In the international setting, utilization of fluoroquinolone prophylaxis in haematology patients is common. However, significant concerns about the emergence of antibiotic resistance and superinfections and the evidence suggesting mortality benefit have been raised, as was reflected in the haematology survey. The clinical benefits of fluoroquinolone prophylaxis in solid tumour patients (who have an expected duration of neutropenia less than 7–10 days) have been reported as smaller.24 Furthermore, the use of fluoroquinolones as prophylaxis renders oral antibiotic therapy an unsuitable option for future episodes of neutropenic fever. Despite this, more oncologists, particularly from the private sector, were supportive of fluoroquinolone prophylaxis. They were more influenced by the need to maintain chemotherapy dose-intensity in the NSCLC case, which despite having disease with low likelihood of cure, may have presented with arguably, more favourable prognostic factors. This may also be a reason for the high utilization of rHu-GCSF secondary prophylaxis in this case, which is otherwise not funded under the PBS.

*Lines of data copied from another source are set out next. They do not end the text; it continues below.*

PR #448, opened 2025-08-08
test: client integration test infrastructure

lpahlavi:
(XC-412) Add a `PocketIcRuntime` implementation and some basic integration tests for the client's `eth_getLogs` method added in #447.

Follow-up PRs will include adding more methods to the client and the corresponding integration tests using the infrastructure added in this PR.

### DIFF
--- a/tests/setup/mod.rs
+++ b/tests/setup/mod.rs
@@ -79,7 +79,7 @@ impl EvmRpcNonblockingSetup {
         MockHttpRuntime {
             env: self.env.clone(),
             caller: self.caller,
-            mocks: mocks.map(Mutex::new).unwrap_or_default(),
+            mocks: Mutex::new(mocks),
         }
     }
 
--- a/tests/tests.rs
+++ b/tests/tests.rs
@@ -2,12 +2,11 @@ mod mock;
 mod mock_http_runtime;
 mod setup;
 
-use crate::mock_http_runtime::mock::MockHttpOutcalls;
 use crate::{
     mock::MockJsonRequestBody,
     mock_http_runtime::mock::{
         json::{JsonRpcRequestMatcher, JsonRpcResponse},
-        MockHttpOutcallsBuilder,
+        MockHttpOutcalls, MockHttpOutcallsBuilder,
     },
     setup::EvmRpcNonblockingSetup,
 };
@@ -667,6 +666,17 @@ fn should_decode_transaction_receipt() {
 
 #[tokio::test]
 async fn eth_get_logs_should_succeed() {
+    fn mock_request(
+        from_block: BlockNumberOrTag,
+        to_block: BlockNumberOrTag,
+    ) -> JsonRpcRequestMatcher {
+        JsonRpcRequestMatcher::with_method("eth_getLogs").with_params(json!([{
+                "address" : ["0xdac17f958d2ee523a2206206994597c13d831ec7"],
+                "fromBlock" : from_block,
+                "toBlock" : to_block,
+        }]))
+    }
+
     fn mock_response() -> JsonRpcResponse {
         JsonRpcResponse::from(json!({
             "id" : 0,
@@ -738,35 +748,11 @@ async fn eth_get_logs_should_succeed() {
             ),
         ] {
             let mocks = MockHttpOutcallsBuilder::new()
-                .given(
-                    JsonRpcRequestMatcher::with_method("eth_getLogs")
-                        .with_id(offset)
-                        .with_params(json!([{
-                                "address" : ["0xdac17f958d2ee523a2206206994597c13d831ec7"],
-                                "fromBlock" : from_block,
-                                "toBlock" : to_block,
-                        }])),
-                )
+                .given(mock_request(from_block, to_block).with_id(offset))
                 .respond_with(mock_response().with_id(offset))
-                .given(
-                    JsonRpcRequestMatcher::with_method("eth_getLogs")
-                        .with_id(1 + offset)
-                        .with_params(json!([{
-                                "address" : ["0xdac17f958d2ee523a2206206994597c13d831ec7"],
-                                "fromBlock" : from_block,
-                                "toBlock" : to_block,
-                        }])),
-                )
+                .given(mock_request(from_block, to_block).with_id(1 + offset))
                 .respond_with(mock_response().with_id(1 + offset))
-                .given(
-                    JsonRpcRequestMatcher::with_method("eth_getLogs")
-                        .with_id(2 + offset)
-                        .with_params(json!([{
-                                "address" : ["0xdac17f958d2ee523a2206206994597c13d831ec7"],
-                                "fromBlock" : from_block,
-                                "toBlock" : to_block,
-                        }])),
-                )
+                .given(mock_request(from_block, to_block).with_id(2 + offset))
                 .respond_with(mock_response().with_id(2 + offset));
 
             let response = setup


evm_rpc_client/src/runtime/pocket_ic/mod.rs
```diff
@@ -0,0 +1,223 @@
+#[allow(missing_docs)]
```
lpahlavi, line 1: TODO: This is added here for now because I wanted to agree first on the structure before I spend time documenting these things.

evm_rpc_client/src/runtime/mod.rs
lpahlavi, line 1: The idea with having this module here, is to eventually be able to publish a crate with the `Runtime` trait and impls, including the `PocketIc` impl and mock framework that can then be re-used for e.g. the SOL RPC canister.

tests/tests.rs
```diff
@@ -76,6 +79,149 @@ fn assert_reply(result: Result<Vec<u8>, RejectResponse>) -> Vec<u8> {
     result.unwrap_or_else(|e| panic!("Expected a successful reply, got error {e}"))
 }
 
+#[derive(Clone)]
+pub struct EvmRpcNonblockingSetup {
```
lpahlavi, line 83: The idea is to replace the tests one by one by async tests with this new client. In the meantime though, both setups have to coexist.

evm_rpc_client/src/runtime/pocket_ic/mock.rs
```diff
@@ -0,0 +1,257 @@
...
+    collections::{BTreeSet, VecDeque},
+    fmt, iter,
+    str::FromStr,
+};
+use url::{Host, Url};
+
+#[derive(Clone, Default)]
+pub struct MockOutcallQueue(VecDeque<Box<dyn MockOutcallIterator>>);
+
+trait MockOutcallIterator: Iterator<Item = MockOutcall> + Send + DynClone {}
```
lpahlavi, line 20: If you have some suggestions here, feel free to pitch in! I actually struggled with building a queue of iterators that is cloneable and thread safe... I think it's quite useful to be able to store arbitrary iterators in the queue so that mocks can be e.g. repeated with `std::iter::once` or `std::iter::repeat`.

evm_rpc_client/src/runtime/pocket_ic/mock.rs
```diff
@@ -0,0 +1,257 @@
...
+use std::fmt::Debug;
+use std::{
+    collections::{BTreeSet, VecDeque},
+    fmt, iter,
+    str::FromStr,
+};
+use url::{Host, Url};
+
+#[derive(Clone, Default)]
+pub struct MockOutcallQueue(VecDeque<Box<dyn MockOutcallIterator>>);
```
lpahlavi, line 18: The idea here is that `.next()` always returns the next mock, but the underlying structure might contain a certain mock being repeated once, n times or infinitely. This should be transparent to the end-user. Essentially this queue "flattens" the iterators it contains.

lpahlavi (commented):
@gregorydemay This should now be ready for a first round of reviews!

tests/tests.rs
gregorydemay: Understanding questions:

1. Why is the new setup async? It actually does not have to be or am I forgetting something?
2. Could we put the new setup in some dedicated file? I think this would help readability.

tests/tests.rs
```diff
@@ -234,15 +382,6 @@ impl EvmRpcSetup {
         )
     }
 
-    pub fn eth_get_logs(
```
gregorydemay, line 237: nice!

lpahlavi:
Thanks a lot for the first round of reviews @gregorydemay! I believe this should be ready for round 2 🚀

tests/mock_http_runtime/mock/mod.rs
```diff
@@ -0,0 +1,81 @@
...
+        self.0 .0.push(MockHttpOutcall {
+            request: self.1,
+            response: response.into(),
+        });
+        self.0
+    }
+}
+
+pub trait CanisterHttpRequestMatcher: Send + DynClone + Debug {
+    fn assert_matches(&self, request: &CanisterHttpRequest);
```
gregorydemay, line 79: I don't understand this signature. I would expect the method to return a boolean to know whether the response associated with that matcher should be returned.
```rust
fn matches(&self, request: &CanisterHttpRequest) -> bool;
```

tests/mock_http_runtime/mod.rs
```diff
@@ -1,54 +1,43 @@
...
-    /// takes an immutable reference to `self`. Furthermore, this has to be thread-safe to be used
-    /// in multithreaded tests.
-    pub mocks: Mutex<MockOutcallQueue>,
-    /// Default controller [`Principal`] when making inter-canister calls.
-    pub controller: Principal,
+    pub mocks: Mutex<MockHttpOutcalls>,
 }
 
-impl Clone for PocketIcRuntime<'_> {
+impl Clone for MockHttpRuntime {
```
gregorydemay, line 29: nit: I don't think we need `MockHttpRuntime` to implement `Clone`.

tests/mock_http_runtime/mod.rs
```diff
@@ -194,27 +181,13 @@ async fn tick_until_http_requests(env: &PocketIc) -> Vec<CanisterHttpRequest> {
 }
 
 pub trait MockClientBuilder<T>: Sized {
```
gregorydemay, line 183: nit: I don't think we need that trait and its implementation because we control the "foreign" type (`EvmRpcNonblockingSetup`) where we need that method. So I would just add the mocks as a parameter to the `EvmRpcNonblockingSetup::client()` method. It's a bit simpler and more readable because the methods that come after that are the standard client method (and not something from test setup)

tests/mock_http_runtime/mod.rs
```diff
@@ -107,22 +100,16 @@ impl PocketIcRuntime<'_> {
                 let mut mocks = self.mocks.lock().unwrap();
                 mocks.next()
             } {
-                let mut mocked_responses = mock.responses.clone().into_iter();
-
-                for (request, response) in iter::zip(pending_requests, mocked_responses.by_ref()) {
-                    mock.assert_matches(&request);
+                if let Some(request) = pending_requests.first() {
+                    mock.request.assert_matches(request);
```
gregorydemay, line 104: This I think a bit too brittle, the order of the mocks should not necessarily need to match the order in which the HTTPs outcalls come. That's why given an HTTP outcall, we should find exactly one mock that matches and panic otherwise.

tests/mock_http_runtime/mock/mod.rs
```diff
@@ -0,0 +1,81 @@
...
+
+impl MockHttpOutcallsBuilder {
+    pub fn new() -> Self {
+        Self::default()
+    }
+
+    pub fn given(
+        self,
+        request: impl CanisterHttpRequestMatcher + 'static,
+    ) -> MockJsonRpcOutcallBuilder {
```
gregorydemay, line 41: Note that the return type should not be something JSON-RPC specific, but it seems the name `MockJsonRpcOutcallBuilder` could be renamed to something more general since it's actually not JSON-RPC specific., e.g., `MockHttpOutcallResponseBuilder`

tests/mock_http_runtime/mock/mod.rs
```diff
@@ -0,0 +1,81 @@
...
+    }
+}
+
+impl From<MockHttpOutcallsBuilder> for MockHttpOutcalls {
+    fn from(builder: MockHttpOutcallsBuilder) -> Self {
+        builder.build()
+    }
+}
+
+pub struct MockJsonRpcOutcallBuilder(MockHttpOutcallsBuilder, Box<dyn CanisterHttpRequestMatcher>);
```
gregorydemay, line 56: nit: it would be clearer to use name fields here instead of a tuple struct

tests/tests.rs
```diff
@@ -879,12 +742,42 @@ async fn eth_get_logs_should_succeed() {
             let mut responses: [serde_json::Value; 3] = mock_responses();
             add_offset_json_rpc_id(responses.as_mut_slice(), offset);
 
+            let mocks = MockHttpOutcallsBuilder::new()
+                .given(
```
gregorydemay, line 746: The whole block looks quite cool 😎

gregorydemay (commented):
Thanks @lpahlavi for all the improvements! Couple of minor comments regarding mocking but otherwise starting to look very good!

lpahlavi (commented):
Thanks a lot @gregorydemay for your feedback! I think it's starting to look overall really pretty good! There's still some room for discussion around the need for a `Clone` impl, let me know if you want to discuss it, I should be in the office tomorrow.

tests/mock_http_runtime/mock/mod.rs
```diff
@@ -1,33 +1,58 @@
...
+                    Some(i)
+                } else {
+                    None
+                }
+            })
+            .collect::<Vec<_>>();
+
+        match matching_positions.len() {
+            0 => None,
+            1 => Some(self.0.remove(matching_positions[0])),
```
gregorydemay, line 30: nit: since we don't care about the order of mocks we can use `swap_remove`, which is O(1) instead of O(n).
```suggestion
            1 => Some(self.0.swap_remove(matching_positions[0])),
```

tests/mock_http_runtime/mock/json/mod.rs
```diff
@@ -64,21 +64,23 @@ impl JsonRpcRequestMatcher {
...
 
 impl CanisterHttpRequestMatcher for JsonRpcRequestMatcher {
-    fn assert_matches(&self, request: &CanisterHttpRequest) {
+    fn matches(&self, request: &CanisterHttpRequest) -> bool {
         let req_url = Url::from_str(&request.url).expect("BUG: invalid URL");
-        if let Some(ref url) = self.url {
-            let mock_url = Url::from_str(url).unwrap();
-            assert_eq!(mock_url, req_url);
+        if let Some(ref mock_url) = self.url {
+            if mock_url.as_str() != req_url.as_str() {
```
gregorydemay, line 70: Let's use `Url` equality instead of converting to string

tests/mock_http_runtime/mock/json/mod.rs
```diff
@@ -87,24 +89,23 @@ impl CanisterHttpRequestMatcher for JsonRpcRequestMatcher {
...
-                    .collect::<BTreeSet<_>>()
-            );
+            let expected: BTreeSet<_> = headers.iter().map(lower_case_header_name).collect();
+            let actual: BTreeSet<_> = request.headers.iter().map(lower_case_header_name).collect();
+            if expected != actual {
+                return false;
+            }
         }
         let actual_body: JsonRpcRequest<Value> =
             serde_json::from_slice(&request.body).expect("BUG: failed to parse JSON request body");
```
gregorydemay, line 99: I think we should no longer panic here. If we cannot deserialize, then this is not a JSON-RPC request.

tests/mock_http_runtime/mock/json/mod.rs
```diff
@@ -0,0 +1,184 @@
...
+    CanisterHttpReply {
+        status: u16,
+        headers: Vec<CanisterHttpHeader>,
+        body: Value,
+    },
+    CanisterHttpReject {
+        reject_code: u64,
+        message: String,
+    },
+}
```
gregorydemay, line 122: I think it does not make sense that JsonRpcResponse is an enum, since `CanisterHttpReject` is by definition not a JSON-RPC response. Why not reuse `canhttp::JsonRpcResponse`?

tests/tests.rs
gregorydemay: Discussed offline. The setup probably does not need to be async, but this framework will also be used for the SOL RPC canister, where it will need to be async. To avoid doubling the implementations (async and not async) we currently only do the async one.

tests/setup/mod.rs
```diff
@@ -0,0 +1,127 @@
...
+
+    pub fn client_with_http_mocks(
+        &self,
+        mocks: impl Into<MockHttpOutcalls>,
+    ) -> ClientBuilder<MockHttpRuntime> {
+        EvmRpcClient::builder(
+            self.new_mock_http_runtime(Some(mocks.into())),
+            self.canister_id,
+        )
+    }
```
gregorydemay, line 86: I'm a bit undecided with `client()` without parameters, It's not immediately clear that `None` means no mock, which actually means no HTTPs outcalls since if there is one it will (rightfully) panic to say that there is no mock for that call. So how about something like this

1) Always pass mocks to build the client (main use-case)

```rust
pub fn client(
        &self,
        mocks: impl Into<MockHttpOutcalls>,
    ) -> ClientBuilder<MockHttpRuntime> {
        EvmRpcClient::builder(
            self.new_mock_http_runtime(Some(mocks.into())),
            self.canister_id,
        )
    }
```

2) for case like [here](https://github.com/dfinity/evm-rpc-canister/blob/9cc4a09d634907f1a629c7f4ec2d252d26e6e344/tests/tests.rs#L814) when we actually want to ensure that there are no HTTPs outcalls, call `client` as follows
```rust
            let client = setup.client(MockHttpOutcalls::NEVER).with_rpc_sources(source.clone()).build();
```

where `NEVER` is a new constant
```rust
impl MockHttpOutcalls {
    pub const NEVER: MockHttpOutcalls = MockHttpOutcalls(Vec::new());
    ...
}
```

WDYT?

tests/mock_http_runtime/mod.rs
```diff
@@ -0,0 +1,167 @@
+pub mod mock;
```
gregorydemay, line 1: Shouldn't the whole `mock_http_runtime` be its own crate (outside of `tests`) or is that something for another PR?

gregorydemay (commented):
I think the whole mock infrastructure is now really nice. A couple of minor comments but otherwise looks good! Thanks a lot for this effort!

In summary, this survey highlighted several evidence–practice gaps. While there is significant scope for employing ambulatory care strategies in select patients, considerable investment into optimizing necessary infrastructural and supportive resources is required, such as the provision of outpatient or emergency department space and staff dedicated to clinically evaluating, educating and monitoring neutropenic febrile patients in the outpatient setting. The cost of implementing and evaluating such a programme in cancer treatment centres is likely to be offset very quickly by significant cost-savings realized from reduced inpatient stay. In recognizing that neutropenic febrile patients are a heterogeneous group who exhibit a vast spectrum of risk for infection-related complications, better guidance around use of risk-assessment tools is needed. A paradigm shift towards more targeted empiric antibiotic strategies, based on patient risk factors and clinical syndromes must be realized in order to optimize patient health outcomes and minimize opportunity costs faced by treatment centres. Embracing such a paradigm shift will help ensure more judicial use of hospital beds, antibiotics (aminoglycosides, vancomycin and fluoroquinolones) and rHu-GCSF. This survey showed that treatment approaches for management of neutropenic fever are currently varied across different disciplines and different sectors of cancer care. Consequently, wide representation is needed for guideline development, as has been our approach in formulating the ‘Australian Consensus Guidelines for Management of Neutropenic Fever in Adult Cancer Patients 2010’.